PR #3760, opened 2024-04-23
[SPIKE] Log which JavaScript modules are used

romaricpascal:
Hooks into the Metalsmith build to detect which JavaScript modules are used on the site's pages (excluding examples, based on the page's layouts).

The PR only logs the detected modules, but could be expanded on to check that the built JavaScript loads the relevant modules (and ideally only those).

We could also capture [the CSS usage previously implemented](https://github.com/alphagov/govuk-design-system/blob/optimise-website-imports/.rehyperc.mjs) in a `css.mjs` module providing a similar `gatherUsage` method as for the JavaScript. And possibly check that the built CSS does contain the relevant classes.

### DIFF
--- a/lib/extract-govuk-frontend-usage/css.mjs
+++ b/lib/extract-govuk-frontend-usage/css.mjs
@@ -1,0 +1,28 @@
+import { matches } from 'hast-util-select'
+import { visit } from 'unist-util-visit'
+
+export const usage = new Set()
+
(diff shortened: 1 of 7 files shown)


romaricpascal:
Closing this spike as it was just used for identifying which JavaScript components we were using. Added the collection of CSS classes as well so we have a central point.

PR #3764, opened 2024-04-25
Add type scale feature flag to example scss

owenatgov:
Prompted by a report that the warning text examples on the website aren't using the new type scale despite us setting `govuk-new-typography-scale` to true in `main.scss`.

Because we use a different stylesheet for examples, the examples themselves weren't using the new type scale. This is set on `example-init` which is being used by the 2 example stylesheets: `example` and `example-inverse`.

### DIFF
--- a/src/stylesheets/_example-init.scss
+++ b/src/stylesheets/_example-init.scss
@@ -1,3 +1,5 @@
+$govuk-new-typography-scale: true;
+
 @import "govuk/settings/all";
 @import "govuk/helpers/all";
 @import "govuk/tools/all";


36degrees (commented):
This only affects examples that have additional CSS that import `example-init`.

Most examples use the minified version of GOV.UK Frontend directly:

https://github.com/alphagov/govuk-design-system/blob/f2acdfb58c99063341f442d8c0fec2f41a3d2b81/views/layouts/layout-example.njk#L15

Which comes from here:

https://github.com/alphagov/govuk-design-system/blob/f2acdfb58c99063341f442d8c0fec2f41a3d2b81/lib/metalsmith.js#L142-L145

owenatgov:
@36degrees So, all examples are using either `example` or `example-inverse` which both import `example-init`. I'd therefore expect all examples to be impacted by this except full page examples, which just use `main` right now which itself has the type scale feature flag set to true. Additionally, they won't get the new type scale from the govuk-frontend import because the type scale isn't on by default yet, whilst it is on by default for the rest of the website. I think it makes sense for our website and our examples to be consistent.

I should've added more context as well that I got a DM from a user that the warning text component was dropping to 16 on mobile which isn't intentional against the new scale. From a very quick test this is true for all our examples. I'll add this to the PR desc.

36degrees:
Take a look at [the example for warning text](https://deploy-preview-3764--govuk-design-system-preview.netlify.app/components/warning-text/default/) in this PR on a mobile viewport – it's still 16px on mobile [just like the live site](https://deploy-preview-3764--govuk-design-system-preview.netlify.app/components/warning-text/default/).

This is because the `example` and `example-inverse` stylesheets _only_ contain the additional CSS required for the examples and not the styles that are coming from GOV.UK Frontend.

This is [the entirety of `example.scss`](https://deploy-preview-3764--govuk-design-system-preview.netlify.app/stylesheets/example-28cf8f56ce3cba62d258b5725b59ecd7.css):

```css
.app-example-page__wrapper{overflow:auto;background-color:#fff}.app-example-page{padding:30px}
/*# sourceMappingURL=example-28cf8f56ce3cba62d258b5725b59ecd7.css.map */
```

The styles for warning text are coming from the minified CSS file straight out of the govuk-frontend package which we'll need to change to fix this.

owenatgov:
Following a chat off github, it transpired that Ollie's right and this isn't actually working. I was on another planet 🙃 

They only conceivable way we'd be able to do this, other than turning on the type scale flag by default, is to import govuk-frontend directly into `example.scss`, like we do with `main.scss`. [This would partially undo some work we did to decouple the different scss spaces](https://github.com/alphagov/govuk-design-system/commit/ac2cbdf82acf93712b9f81f7e010bc2fee3ffced) and could have negative consequences on caching. I'm gonna close this for now and reconvene with the other devs on a potential solution.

◆ ◆ ◆ ◆ ◆ ◆ ◆

Find how many lines of the records hold the string "well", then give that number by itself.

▶ **REPLY**
2